The Zuowanglun or Zuowang lun is a Taoist meditative text that was written by the Shangqing School patriarch Sima Chengzhen (647–735). During the Tang dynasty (618-907) Taoism incorporated many different practices for example reinterpreting the imported Buddhist practices from India with culturally accepted and trusted terminology, rites and rituals reshaping the face of this philosophy to be introduced and accepted by East Asia.

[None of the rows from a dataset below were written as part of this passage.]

PR #4739, opened 2023-12-05
Add class name in the error msg about calling 'new' on virtual class

RRozak:
I think it is helpful to have a class name in that error message.

### DIFF
--- a/src/V3Width.cpp
+++ b/src/V3Width.cpp
@@ -3840,8 +3840,8 @@ class WidthVisitor final : public VNVisitor {
                 classp->v3fatalSrc("Can't find class's new");
             }
             if (classp->isVirtual() || classp->isInterfaceClass()) {
-                nodep->v3error(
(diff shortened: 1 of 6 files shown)


src/V3Width.cpp
```diff
@@ -3840,8 +3840,8 @@ class WidthVisitor final : public VNVisitor {
                 classp->v3fatalSrc("Can't find class's new");
             }
             if (classp->isVirtual() || classp->isInterfaceClass()) {
-                nodep->v3error(
-                    "Illegal to call 'new' using an abstract virtual class (IEEE 1800-2017 8.21)");
+                nodep->v3error("Illegal to call 'new' using an abstract virtual class "
+                               + classp->origName() + " (IEEE 1800-2017 8.21)");
```
wsnyder, line 3844:
```suggestion
                               +  AstNode::prettyNameQ(classp->origName()) + " (IEEE 1800-2017 8.21)");
```

With that, once tests pass, feel free to squash commit.

PR #4740, opened 2023-12-05
Incorrect enum reproducer

AndrewNolte:
This modification causes "state" to not show up as an enum. The enum keys/values exists in the converted vcd file, but it doesn't appear that the instances of that enum get tagged correctly.
Screenshot 2023-12-05 at 10 59 40 AM

### DIFF
--- a/test_regress/t/t_trace_complex.v
+++ b/test_regress/t/t_trace_complex.v
@@ -6,6 +6,17 @@
 
 bit global_bit;
 
+typedef enum logic [1:0] {VAL_A, VAL_B, VAL_C, VAL_D} state_t;
+
+interface MyIntf;
+   state_t state;
+
+   modport source (input state);
+   modport sink (output state);
+endinterface
+
+
+
 module t (clk);
    input clk;
    integer      cyc = 0;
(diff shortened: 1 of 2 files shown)


wsnyder:
```
$var logic 2 @ state [1:0] $end
$upscope $end
$attrbegin misc 07 $unit::state_t 4 VAL_A VAL_B VAL_C VAL_D 00 01 10 11 3 $end
$attrbegin misc 07 "" 3 $end
```

Please file a bug with sending the fst to the GTKwave team, as this output suggests that Verilator is properly creating an enum, and GTKwave is confused because the hierarchy of the enum happens to be different from that of the signal using it.  It's possible Verilator is still doing so somehow incorrectly, but the GTKwave team will need to tell us what.

I'll merge in this test once it passes, as no harm in recording the test.  You'll need to mark it as non-draft and fix any test failures first please.

AndrewNolte:
> ```
> $var logic 2 @ state [1:0] $end
> $upscope $end
> $attrbegin misc 07 $unit::state_t 4 VAL_A VAL_B VAL_C VAL_D 00 01 10 11 3 $end
> $attrbegin misc 07 "" 3 $end
> ```
> 
> Please file a bug with sending the fst to the GTKwave team, as this output suggests that Verilator is properly creating an enum, and GTKwave is confused because the hierarchy of the enum happens to be different from that of the signal using it. It's possible Verilator is still doing so somehow incorrectly, but the GTKwave team will need to tell us what.
> 
> I'll merge in this test once it passes, as no harm in recording the test. You'll need to mark it as non-draft and fix any test failures first please.

I don't think it's a gtkwave issue, bc it was working fine before the fst rewrite

PR #4741, opened 2023-12-05
Remove redundant assignment to 'nba' loop continue flag (#4634)

### LINKED ISSUE #4634: Dynamic NBAs have insufficient tests
Commenting out this line, which looks important, yields no test failure:
https://github.com/verilator/verilator/blob/2cba167634c23bacc97e0be566859bc2d64e02cb/src/V3Sched.cpp#L1002

@kbieganski Could you add more tests, or remove if this is not actually necessary please?

kbieganski:
If the NBA trigger is set, then some logic must have been executed in the 'act' loop.
This means at least one trigger in the trigger vec is lit.
Thus there is no need to set `__VnbaContinue`, as it'll be done in the 'nba' loop anyway.

Closes #4634.

### DIFF
--- a/src/V3Sched.cpp
+++ b/src/V3Sched.cpp
@@ -170,8 +170,6 @@ AstNodeStmt* profExecSectionPop(FileLine* flp) {
 struct EvalLoop {
     // Flag set to true during the first iteration of the loop
     AstVarScope* firstIterp;
-    // The loop continuation flag (set to true to loop again)
-    AstVarScope* continuep = nullptr;
     // The loop itself and statements around it
     AstNodeStmt* stmtsp = nullptr;
 };
@@ -272,7 +270,7 @@ EvalLoop createEvalLoop(AstNetlist* netlistp,  //
     // Prof-exec section pop
     if (v3Global.opt.profExec()) stmtps->addNext(profExecSectionPop(flp));
 
-    return {firstIterFlagp, continueFlagp, stmtps};
+    return {firstIterFlagp, stmtps};
 }
 
 //============================================================================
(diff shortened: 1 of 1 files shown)


wsnyder (approved):

gezalore:
The reasoning makes sense currently, I just have a hypothetical question.

It is possible that some triggers that fire 'act' logic don't actually have any 'nba' logic that depends on them (e.g.: `always @(foo)` triggers something in 'act' but nothing in 'nba'). This means there is an optimization where we could decide not to run the 'nba' function at all. This optimization is not hard to implement, instead of doing `nbaTriggers.any()` to check if anything is pending we could just do `nbaTriggers.any(mask)`. I was thinking about doing this some time ago but I did not get around to it.

Would removing the continue statement still be valid with this optimisation?

kbieganski:
It would no longer be valid. For example, I believe `t_assigndly_dynamic` would fail in that case, as it has no actual 'nba' logic.

As a side note, I was thinking about making the NBA trigger behave like the DPI trigger, and making the code that fires the NBA event like any 'nba' logic. This way it would just be handled by the scheduler, and it'd feel less like a special case. Your optimization would just work with no changes.
Alas, I ran into a chicken-and-egg problem: I needed a sentree for that logic before the trigger vec is constructed, but the sentree could only be created after the trigger vec (it references the trigger vec, just like the DPI sentree). Ultimately I decided it's not worth it, as any solution to it [seemed very hacky](https://github.com/antmicro/verilator-1/commit/6103adc820e546117dd3e6b1f000a00f686b4f6f).

kbieganski:
@gezalore Are you OK with merging this?

gezalore:
Thanks for the patience and for the exploration. I agree you can't resolve this without special casing it. Keeping that in mind, and the future optimization, and some other considerations, I would prefer to go with this: https://github.com/gezalore/verilator/commit/72735ea6377badd984cfa3bc1f17dcdbc7d5db89
Please see the extra argument to createEvalLoop.

This is the subtle diff in the output, the extra code is put inside eval_phase__nba:
image

The "eval_phase__*" functions should do all the work necessary in that phase, and the return value is a flag that you can consider as an indication that some work did happen, so a re-evaluation might be necessary. In general, we should not fiddle with the continue flag outside the eval_phase_* functions, for some future considerations.

If you are happy with that I can merge that patch instead of this MR and consider this closed.

gezalore:
FWIW, I would probably rename "nbaEventTrigger" to "dynamicNbaPending" and "nbaEvent" to "dynamicNbaCommit", to ease understanding.

kbieganski:
I'm OK with your change, let's close this PR.

PR #5089, opened 2024-05-01
Fix missed optimization in V3Delayed

gezalore:
Checking the wrong node meant we never actually pushed constant bit-select indices into the delayed update, as was the intention, but always generated a temporary instead.


wsnyder (approved):
Good find, feel free to push once passes.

The Zuowanglun combined meditation techniques from Taoism (e.g., 坐忘 zuòwàng "sitting forgetting", and 觀 guān "observation"), Buddhism (śamatha "calm abiding", and vipaśyanā "insight") and the Confucian concept (正心誠意).

==Author==
Sima Chengzhen (or Si-ma Ch'eng-chen) 司馬承禎 (647–735), also known as Daoyin 道隐 "Recluse of the Tao" and Baiyunzi 白雲子 "Master of the White Cloud", was a native of Henan. He was a descendant of the Jin dynasty (266–420) imperial house, and his family included many high-ranking scholar-officials. Although Sima received a traditional education in the
Confucian classics, he converted to Taoism, and was ordained by the Shangqing "Highest Clarity" School in 669. Sima was promoted to Shangqing Grand Master in 684, and became a favorite of the imperial court and aristocracy. Russell Kirkland (2008:911) describes Sima Chengzhen as "perhaps the most important Taoist of Tang times."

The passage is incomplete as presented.